Task requirements
From the listing that follows, extract every line and set it down unaltered.
*** Opening Data provided ***
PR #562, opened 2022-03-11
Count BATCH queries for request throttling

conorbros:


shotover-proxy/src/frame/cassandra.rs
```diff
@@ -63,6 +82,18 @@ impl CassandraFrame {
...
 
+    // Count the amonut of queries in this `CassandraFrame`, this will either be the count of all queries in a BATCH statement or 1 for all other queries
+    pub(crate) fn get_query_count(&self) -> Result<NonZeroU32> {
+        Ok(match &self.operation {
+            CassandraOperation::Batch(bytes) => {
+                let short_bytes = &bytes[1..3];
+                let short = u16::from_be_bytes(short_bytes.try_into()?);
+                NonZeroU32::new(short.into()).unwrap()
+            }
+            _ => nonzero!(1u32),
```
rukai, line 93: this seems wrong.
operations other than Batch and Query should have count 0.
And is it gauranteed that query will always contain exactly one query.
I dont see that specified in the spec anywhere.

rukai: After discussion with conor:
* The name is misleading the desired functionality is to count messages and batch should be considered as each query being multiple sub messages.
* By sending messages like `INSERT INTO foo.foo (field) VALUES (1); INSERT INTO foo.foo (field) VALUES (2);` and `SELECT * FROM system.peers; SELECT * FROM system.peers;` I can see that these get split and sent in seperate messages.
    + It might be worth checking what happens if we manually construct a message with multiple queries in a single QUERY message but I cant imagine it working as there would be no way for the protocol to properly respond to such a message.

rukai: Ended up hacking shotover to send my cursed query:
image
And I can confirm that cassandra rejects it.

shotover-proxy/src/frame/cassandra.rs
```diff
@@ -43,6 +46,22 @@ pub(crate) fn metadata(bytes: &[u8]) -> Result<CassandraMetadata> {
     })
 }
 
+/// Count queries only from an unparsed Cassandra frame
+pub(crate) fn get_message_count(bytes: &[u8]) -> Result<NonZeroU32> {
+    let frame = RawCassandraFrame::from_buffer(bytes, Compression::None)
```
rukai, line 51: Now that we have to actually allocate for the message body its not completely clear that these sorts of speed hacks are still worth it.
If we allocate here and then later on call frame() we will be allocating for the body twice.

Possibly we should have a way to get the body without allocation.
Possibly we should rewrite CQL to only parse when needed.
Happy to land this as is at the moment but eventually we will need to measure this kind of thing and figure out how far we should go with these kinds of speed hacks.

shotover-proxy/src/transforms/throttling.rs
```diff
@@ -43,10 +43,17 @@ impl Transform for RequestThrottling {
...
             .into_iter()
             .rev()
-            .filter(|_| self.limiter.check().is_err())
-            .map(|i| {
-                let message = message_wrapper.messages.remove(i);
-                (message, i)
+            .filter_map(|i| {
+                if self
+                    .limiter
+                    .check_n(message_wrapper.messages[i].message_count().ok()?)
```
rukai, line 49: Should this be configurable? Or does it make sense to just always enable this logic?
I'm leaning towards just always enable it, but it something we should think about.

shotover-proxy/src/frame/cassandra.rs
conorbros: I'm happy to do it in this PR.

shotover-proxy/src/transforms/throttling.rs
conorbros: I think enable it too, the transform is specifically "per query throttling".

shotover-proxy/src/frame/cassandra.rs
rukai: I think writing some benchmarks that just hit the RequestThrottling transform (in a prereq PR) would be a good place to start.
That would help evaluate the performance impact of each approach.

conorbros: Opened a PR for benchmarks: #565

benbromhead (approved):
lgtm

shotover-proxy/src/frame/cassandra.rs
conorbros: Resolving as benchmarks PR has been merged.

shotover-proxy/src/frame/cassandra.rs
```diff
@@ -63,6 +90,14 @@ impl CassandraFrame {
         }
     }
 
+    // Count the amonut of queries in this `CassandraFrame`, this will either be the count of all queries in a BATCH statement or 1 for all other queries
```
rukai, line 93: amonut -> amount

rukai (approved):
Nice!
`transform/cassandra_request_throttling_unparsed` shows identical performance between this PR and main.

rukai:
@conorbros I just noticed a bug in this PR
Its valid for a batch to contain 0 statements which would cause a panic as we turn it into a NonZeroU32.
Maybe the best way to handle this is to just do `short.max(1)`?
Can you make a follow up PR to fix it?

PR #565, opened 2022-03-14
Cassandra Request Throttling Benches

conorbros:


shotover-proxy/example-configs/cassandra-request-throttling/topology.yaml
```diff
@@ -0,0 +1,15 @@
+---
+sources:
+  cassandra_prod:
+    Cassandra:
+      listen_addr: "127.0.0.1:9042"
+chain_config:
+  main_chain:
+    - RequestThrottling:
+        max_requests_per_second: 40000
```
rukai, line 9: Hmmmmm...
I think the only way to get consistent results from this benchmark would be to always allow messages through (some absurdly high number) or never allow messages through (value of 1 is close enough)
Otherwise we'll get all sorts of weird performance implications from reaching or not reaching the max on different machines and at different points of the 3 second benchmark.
*** Closing Data provided ***
Answer section
PR #562, opened 2022-03-11
Count BATCH queries for request throttling

conorbros:


shotover-proxy/src/frame/cassandra.rs
```diff
@@ -63,6 +82,18 @@ impl CassandraFrame {
...
 
+    // Count the amonut of queries in this `CassandraFrame`, this will either be the count of all queries in a BATCH statement or 1 for all other queries
+    pub(crate) fn get_query_count(&self) -> Result<NonZeroU32> {
+        Ok(match &self.operation {
+            CassandraOperation::Batch(bytes) => {
+                let short_bytes = &bytes[1..3];
+                let short = u16::from_be_bytes(short_bytes.try_into()?);
+                NonZeroU32::new(short.into()).unwrap()
+            }
+            _ => nonzero!(1u32),
```
rukai, line 93: this seems wrong.
operations other than Batch and Query should have count 0.
And is it gauranteed that query will always contain exactly one query.
I dont see that specified in the spec anywhere.

rukai: After discussion with conor:
* The name is misleading the desired functionality is to count messages and batch should be considered as each query being multiple sub messages.
* By sending messages like `INSERT INTO foo.foo (field) VALUES (1); INSERT INTO foo.foo (field) VALUES (2);` and `SELECT * FROM system.peers; SELECT * FROM system.peers;` I can see that these get split and sent in seperate messages.
    + It might be worth checking what happens if we manually construct a message with multiple queries in a single QUERY message but I cant imagine it working as there would be no way for the protocol to properly respond to such a message.

rukai: Ended up hacking shotover to send my cursed query:
image
And I can confirm that cassandra rejects it.

shotover-proxy/src/frame/cassandra.rs
```diff
@@ -43,6 +46,22 @@ pub(crate) fn metadata(bytes: &[u8]) -> Result<CassandraMetadata> {
     })
 }
 
+/// Count queries only from an unparsed Cassandra frame
+pub(crate) fn get_message_count(bytes: &[u8]) -> Result<NonZeroU32> {
+    let frame = RawCassandraFrame::from_buffer(bytes, Compression::None)
```
rukai, line 51: Now that we have to actually allocate for the message body its not completely clear that these sorts of speed hacks are still worth it.
If we allocate here and then later on call frame() we will be allocating for the body twice.

Possibly we should have a way to get the body without allocation.
Possibly we should rewrite CQL to only parse when needed.
Happy to land this as is at the moment but eventually we will need to measure this kind of thing and figure out how far we should go with these kinds of speed hacks.

shotover-proxy/src/transforms/throttling.rs
```diff
@@ -43,10 +43,17 @@ impl Transform for RequestThrottling {
...
             .into_iter()
             .rev()
-            .filter(|_| self.limiter.check().is_err())
-            .map(|i| {
-                let message = message_wrapper.messages.remove(i);
-                (message, i)
+            .filter_map(|i| {
+                if self
+                    .limiter
+                    .check_n(message_wrapper.messages[i].message_count().ok()?)
```
rukai, line 49: Should this be configurable? Or does it make sense to just always enable this logic?
I'm leaning towards just always enable it, but it something we should think about.

shotover-proxy/src/frame/cassandra.rs
conorbros: I'm happy to do it in this PR.

shotover-proxy/src/transforms/throttling.rs
conorbros: I think enable it too, the transform is specifically "per query throttling".

shotover-proxy/src/frame/cassandra.rs
rukai: I think writing some benchmarks that just hit the RequestThrottling transform (in a prereq PR) would be a good place to start.
That would help evaluate the performance impact of each approach.

conorbros: Opened a PR for benchmarks: #565

benbromhead (approved):
lgtm

shotover-proxy/src/frame/cassandra.rs
conorbros: Resolving as benchmarks PR has been merged.

shotover-proxy/src/frame/cassandra.rs
```diff
@@ -63,6 +90,14 @@ impl CassandraFrame {
         }
     }
 
+    // Count the amonut of queries in this `CassandraFrame`, this will either be the count of all queries in a BATCH statement or 1 for all other queries
```
rukai, line 93: amonut -> amount

rukai (approved):
Nice!
`transform/cassandra_request_throttling_unparsed` shows identical performance between this PR and main.

rukai:
@conorbros I just noticed a bug in this PR
Its valid for a batch to contain 0 statements which would cause a panic as we turn it into a NonZeroU32.
Maybe the best way to handle this is to just do `short.max(1)`?
Can you make a follow up PR to fix it?

PR #565, opened 2022-03-14
Cassandra Request Throttling Benches

conorbros:


shotover-proxy/example-configs/cassandra-request-throttling/topology.yaml
```diff
@@ -0,0 +1,15 @@
+---
+sources:
+  cassandra_prod:
+    Cassandra:
+      listen_addr: "127.0.0.1:9042"
+chain_config:
+  main_chain:
+    - RequestThrottling:
+        max_requests_per_second: 40000
```
rukai, line 9: Hmmmmm...
I think the only way to get consistent results from this benchmark would be to always allow messages through (some absurdly high number) or never allow messages through (value of 1 is close enough)
Otherwise we'll get all sorts of weird performance implications from reaching or not reaching the max on different machines and at different points of the 3 second benchmark.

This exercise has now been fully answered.